WORK REQUEST:
Beneath this task are records; state how many of their lines hold the word "returns", and nothing else.

····················

PR #99, opened 2021-09-13
Fix bug that caused generic API errors via InstanceExistsByProviderID to delete nodes

Charliekenney23:
These changes refactor the implementation of `InstanceExistsByProviderID` to only return false without error, and thereby causing the corresponding node to be deleted, when the linodego client returns a "Not Found" error. Any other errors will be propagated, and the call to `InstanceExistsByProviderID` will be retried.

The actual bug fix is in [this commit](https://github.com/linode/linode-cloud-controller-manager/commit/8d70a47ae286d8deb3b9bbe7667f074551635fe9).

The codebase needed to be refactored to test for this bug:
- adopt gomock and generate linodego client mock - a34db90
- break out shared helpers, replace `*linodego.Client` with `linodeClient`, etc. - 5b959a7
- Remove unneeded test code for helpers in `fakeAPI` - b0111b2

Eventually, `fakeAPI` should be removed in favor of the `linodeClient` mock. The loadbalancers test code can be updated later on.


frenchtoasters (approved):

sibucan (approved):
Tested the changes by mocking API responses. Before, on any error that the CCM received while the node was `NotReady`, the CCM would delete the node with the following logs:
```
I0915 18:58:13.065706       1 node_lifecycle_controller.go:156] deleting node since it is no longer present in cloud provider: test-119-119-machine2
I0915 18:58:13.066067       1 event.go:291] "Event occurred" object="test-node2" kind="Node" apiVersion="" type="Normal" reason="Deleting node ttest-node2 because it does not exist in the cloud provider" message="Node test-node2 event: DeletingNode"
```

After the changes in this PR, I see the following in the logs:
```
E0915 18:49:37.064812       1 node_lifecycle_controller.go:149] error checking if node test-node2 exists: [502] Bad gateway
```

And the node is not deleted by the CCM, as desired. Only after the API returns a 404 will the node be deleted as expected.

g1bl3t (approved):
LGTM, thanks for the quick fix on this!

PR #108, opened 2022-04-14
Update k8s dependencies to v1.21.0

### LINKED ISSUE #107: CCM needs agent/worker nodes to create the automatic loadbalancer for a service/ingress
I suppose the easiest way to reproduce, would be to create a single node cluster with K3s and make it a master. Apply the generated ccm-linode.yaml following the howto and then try to LoadBalance a service. It will fail. Add an agent node to the cluster and then it will succeed.

If I'm correct about this, it is limiting our options.
For example, I have setup a HA K3s for rancher and planning to use it, to create more clusters. The 3 control plane nodes should be able to do the whole job. There should be no need to add agent nodes, because you would also need at least 2.

I thought I'd just reach out and see if this is something I'm doing wrong and there is a label, or an annotation I'm missing, that might solve my problem.

sibucan:
### General:

### Pull Request Guidelines:

1. [X] Does your submission pass tests?
1. [ ] Have you added tests? 
1. [X] Have you linked your PR to an [open issue](https://blog.github.com/2013-05-14-closing-issues-via-pull-requests/)

This PR upgrades all Kubernetes-related dependencies from v1.19.2 to v1.21.0. This includes some changes on how the CCM command is initialized, which is explained in https://github.com/kubernetes/kubernetes/blob/v1.21.0/cmd/cloud-controller-manager/main.go and https://github.com/kubernetes/cloud-provider/blob/master/sample/README.md

Now that the Linode CCM is using v1.21.0 k8s dependencies, it should fix #107


g1bl3t (approved):
tested and working 👍

Charliekenney23 (approved):
LGTM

····················

PROBLEM SOLUTION:
2